The trainer also gave me several tips and pointers on getting Major going so I bought some rope to use a lines (so I don't have to use my nice leather ones) and am going to borrow a harness from a friend (mine is at the trainer with Clementine) and will start working with Major. He has less attitude than Clementine and, judging by how he changes gaits just seeing a whip out of the corner of his eye, I think he has has some level of training.


----------



## rubyviewminis (Jul 6, 2013)

Hope you keep updates and pictures, this is very interesting. Just pm'd you and then saw your post. How old are Clementine and Major?


----------



## MajorClementine (Jul 6, 2013)

Clementine is 3 and Major is 12. I just had him gelded last fall. I bought him as a stud because I liked his personality so much. Never had any intentions on breeding him. Just fell in love. Love him even more as a gelding


----------



## fourluckyhorseshoes (Jul 6, 2013)

How exciting! Keep us updated on your minis progress.


----------



## rubyviewminis (Jul 15, 2013)

I had the pleasure of meeting Clementine



. She sure does well with our trainer, and she reminded me so much of my Lily! Tiny and just the way she moved. Masq tried to flirt from across the aisle but she just ignored him as I watched her get harnessed.


----------



## MajorClementine (Jul 24, 2013)

Thank you for the kind words about Clementine. So that was your handsome man in the stall across the aisle from her?

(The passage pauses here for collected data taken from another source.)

PR #334, opened 2022-12-19
[14.0][IMP] rma configured flow

mt-software-de:
This PR would add the possibility to configure the moment,
when we are able to create a reception, return and refund

It adds for each process a own field on the rma.operation:
create_receipt_timing
create_return_timing
create_refund_timing

By configure a field as on_confirm
the process will be created on action_confirm
Also we can now disable a process by set the field to no

With the addon rma_sale we can also configure the rma to no create refunds
but change the qty_delivered of the sale.order.line to create a refund over the sale.order

Depends on:
https://github.com/OCA/rma/pull/350


chienandalu (commented):
Thanks @mt-software-de . When you're ready, a rationale for these changes will be needed

pedrobaeza:
I think the rationale should go before the code changes, to validate it.

mt-software-de:
Here is our scenario.
The Customer Support - knows at the beginning how the rma will take place
so they can select what pickings - refund should be created
So they are doing the confirm and everything is done.
For example: They don't have to wait for the return from the customer

There a different flows, as example
- only returning
- only refund
- return and resend the goods (also at the same time, not only when return happend)
- ...

Thats why the idea came up to make in configurable on the operation.
If its configured on the operation everything is created on action_confirm

@pedrobaeza @chienandalu

mt-software-de:
FYI @jbaudoux

mt-software-de:
@chienandalu and @pedrobaeza now i'm done with my changes. 
FYI: @jbaudoux

rma_sale_mrp/models/rma.py
```diff
@@ -74,3 +77,11 @@ def action_draft(self):
                 )
             )
         return super().action_draft()
+
+    def _prepare_procurement_values(
+        self, warehouse=None, scheduled_date=None, group=None
+    ):
+        values = super()._prepare_procurement_values()
```
vuwnevska:
```suggestion
        values = super()._prepare_procurement_values(warehouse, scheduled_date, group)
```

rma/models/rma.py
```diff
@@ -782,13 +846,14 @@ def action_refund(self):
                 refund = invoice_form.save()
                 line = refund.invoice_line_ids.filtered(lambda r: not r.rma_id)
                 line.rma_id = rma.id
-                rma.write(
+                _vals = deepcopy(vals)
```
jbaudoux, line 849: you could just build vals here without requiring deepcopy

rma/models/rma.py
```diff
@@ -1192,18 +1257,14 @@ def _create_delivery(self, scheduled_date=None, qty=None, uom=None):
...
-        rmas_to_return = self.filtered(
-            lambda rma: rma.can_be_returned and rma._product_is_storable()
-        )
-        rmas_to_return._create_delivery(scheduled_date, qty, uom)
+    def _post_process_create_deliveries(self):
         pickings = defaultdict(lambda: self.browse())
-        for rma in rmas_to_return:
-            picking = rma.delivery_move_ids.picking_id.sorted("id", reverse=True)[0]
+        for rma in self:
+            # TODO: warum sind hier mehr als eins vorhanden
```
jbaudoux, line 1263: comment can be dropped

rma/models/rma_operation.py
```diff
@@ -1,8 +1,16 @@
...
 # License AGPL-3.0 or later (https://www.gnu.org/licenses/agpl).
 
 from odoo import fields, models
 
+TIMING_ON_CONFIRM = "on_confirm"
+TIMING_AFTER_RECEIPT = "after_receipt"
+TIMING_NO = "no"
+
+TIMING_ON_CONFIRM_STR = "On confirm"
+TIMING_AFTER_RECEIPT_STR = "After receipt"
```
jbaudoux, line 12: I would not create globals for the labels

jbaudoux (commented):
some remarks

mt-software-de:
> some remarks

Thanks for the review but nothing will happen here in the near future. Due to the recent events in the repo rma, the contribution for this repo is stopped. Therefore I'm closing this PR.

pedrobaeza:
It's a pity that you take this decision, but I think the only one that is losing here is you. Anyway, part of the reasons for not accepting directly your PRs is changes that over-complicate the review and bring no value to the existing code. For example, in this PR, these changes are meaningless and even resting readability:

imagen

I'm also guilty here for not wanting to fight more battles - I tried in https://github.com/OCA/rma/pull/350#discussion_r1241745204 and https://github.com/OCA/rma/pull/350#discussion_r1241745204 and some other places, but each step means too much time, or the alternative to have unknown worse code to maintain, taking us to the option to rewrite from your foundations.

PR #335, opened 2022-12-20
[14.0][IMP] rma_sale: improve onchange methods

mt-software-de:
Changes:

**_onchange_partner_id:**
Before the order_id was always set to False
Now it's only set to False
if there is no partner selected or
the selected order_id.partner_id is not a child of the current selected partner_id.commercial_partner_id

**_onchange_order_id:**
if the order_id is set the corresponding partner_fields are getting set

New onchange methods:

**_onchange_order_id_product_id:**
if the order_id and the product_id is set
it tries to set the move_id with the latest shipped move with the same product_id
as well as the picking_id

**_onchange_picking_id:**
if the picking and product ist
tries to set the move by selecting the corresponding move


mt-software-de:
@rousseldenis could you please open this PR again?

mt-software-de:
ping @chienandalu do you have time for a review?

pedrobaeza:
You should check how it's done in 16.0, and backport it here, as that's a better way to go IMO.

mt-software-de:
> You should check how it's done in 16.0, and backport it here, as that's a better way to go IMO.

Thx. But i can not see any change which i can backport and matching my changes.
Could you be maybe more specific one what you mean?

pedrobaeza:
I mean the conversion to computed writable fields.

pedrobaeza:
See 54e08e856fd2f8d07057eef3ca12b2d395fcfb23

PR #338, opened 2023-02-11
[13.0][IMP] rma_sale: Link refund line with origin sale line

pedrobaeza:
Steps to reproduce:

- Create a sales order with an storable product with invoicing policy on delivered quantities.
- Confirm it and deliver the product.
- Invoice the order.
- Do an RMA, return it, and refund it.

Result: the delivered quantity is 1 instead of 0.
    
This is because the refund generated from the RMA is not linked to sales order line, nor the RMA reception move. This is done because other operations are performed:
    
- Be replaced.
- Be changed by other product.
    
And we don't also want that meanwhile the RMA is being performed, the sales order is pending to invoice.

But when the refund has been done, we have it clear, so let's link both and have the sales statistics correct.

@Tecnativa TT41645

### DIFF
--- a/rma_sale/__manifest__.py
+++ b/rma_sale/__manifest__.py
@@ -12,6 +12,7 @@
     "license": "AGPL-3",
     "depends": ["rma", "sale_stock"],
     "data": [
+        "views/account_move_views.xml",
         "views/assets.xml",
         "views/report_rma.xml",
         "views/rma_views.xml",
--- a/rma_sale/models/__init__.py
+++ b/rma_sale/models/__init__.py
@@ -1,4 +1,5 @@
 # License AGPL-3.0 or later (https://www.gnu.org/licenses/agpl).
+from . import account_move
 from . import res_company
 from . import res_config_settings
 from . import rma
--- a/rma_sale/models/account_move.py
+++ b/rma_sale/models/account_move.py
@@ -22,3 +22,9 @@ class AccountMove(models.Model):
             if rma.sale_line_id:
                 rma._link_refund_with_reception_move()
         return super().button_draft()
+
+    def unlink(self):
+        """If the invoice is removed rollback the quantities correction"""
+        for rma in self.invoice_line_ids.rma_id.filtered("sale_line_id"):
+            rma._unlink_refund_with_reception_move()
+        return super().unlink()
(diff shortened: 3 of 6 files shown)


pedrobaeza:
Investigating more, this is not a FIX, but an IMP. Initial text changed according this.

pedrobaeza:
My only doubt here about this improvement is that the sales statistics are changed time after you "close" such data. Imagine an RMA done 6 months after the sales for a broken stuff. There are no possible replacements, so you decide to refund. This will decrease the sold quantity of 6 months ago. It's correct, because you didn't have any revenue for that, but is it convenient?

One possible option is to have a system parameter (but it's not black or white), and another to query on each return if decrease sales statistics or not, but most users won't know what this means (even if we give extended instructions), as they are simple transactional users.

What community think about this?

chienandalu (commented):
I think this new behavior could break some the expected workflows for the current app users, so I vote to put it behind a company setting

pedrobaeza:
Please tell me what can break. This operation is atomic, so no intermediate inconsistent data.

chienandalu:
> Please tell me what can break.

The user expecting that the invoiced/delivered quantities won't change by the effect of RMAs

pedrobaeza:
Well, I see this as something expected (and the PR has been motivated by that), so saying users the "new behavior" should be enough, but masking it under an option deactivated by default will provoke the undiscoverability of the feature.

chienandalu (approved):
Let's go with it then :+1:

ernestotejeda (approved):

chienandalu (changes requested):
I've found that splitting the RMA leads to inconsistencies in delivered and invoiced quantities.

I got to drive Clem in front of a cart this evening. What fun! I can't believe it's the same horse I took up there 7 weeks ago. She has come so far. I have a ton to learn about driving but we're getting there. She comes home at the end of this month then it's up to me to keep working with her. I have been SOOO happy with her training and am so glad I have someone like Keri so close by. I'll post a few pics in the morning.


----------



## Marsha Cassada (Jul 24, 2013)

MajorClementine said:


> Thank you for the kind words about Clementine. So that was your handsome man in the stall across the aisle from her?
> 
> I got to drive Clem in front of a cart this evening. What fun! I can't believe it's the same horse I took up there 7 weeks ago. She has come so far. I have a ton to learn about driving but we're getting there. She comes home at the end of this month then it's up to me to keep working with her. I have been SOOO happy with her training and am so glad I have someone like Keri so close by. I'll post a few pics in the morning.


You have both come a long way in a short time! Very exciting to be holding the reins. Looking forward to hearing more.


----------



## paintponylvr (Jul 25, 2013)

Always good to have a new driver aboard! Glad you are having a good time and getting them going. Can't wait to hear more!


----------



## rubyviewminis (Jul 27, 2013)

I have been so busy that I only just now saw your post. And yes that is my Mr. Fancyprance. I think he is giving Keri some extensive aerobic workouts! Your not the only one that has a LOT to learn. In just the short time Keri was giving me pointers before we left, I told myself to get busy watching my videos and reading. Lol, it is very hard to wait for exciting updates each week. This is the first time I have ever taken a horse for training somewhere else.


----------



## MajorClementine (Aug 6, 2013)

Just picked up Clementine this evening from Keri and am soooo happy with how she has come along. I can even tell a big difference from when I went up 2 weeks ago. She is so much fun to drive. She has a little bit of an attitude but I'm okay with that because it seems that confidence comes along with that so even if something spooks her a little she is still willing to drive past it without blowing up or anything. We will be doing a lot of ground driving while we learn to work together but I am also looking forward to driving her in our pasture for the next little while as well. Hopefully but the fall we will be venturing out to the side streets in town. One step at a time. I'm giving her tonight to settle back into her pasture with Major then we'll start our work together tomorrow. I'm thinking a lot of cones and obstacles to teach me to handle the lines and to keep her guessing. She seems happier when she is doing something new and different each lesson.

Here is a pic from 2 weeks ago. It was the first time I'd driven Clementine and she is in front of a little cart Keri uses for training. Oh and that's me trying to concentrate on everything Keri is telling me. It's a lot to learn for a newbie.


----------



## paintponylvr (Aug 6, 2013)

yes, there is a lot to learn. Keep up the great work with your mare and enjoy yourself too.


----------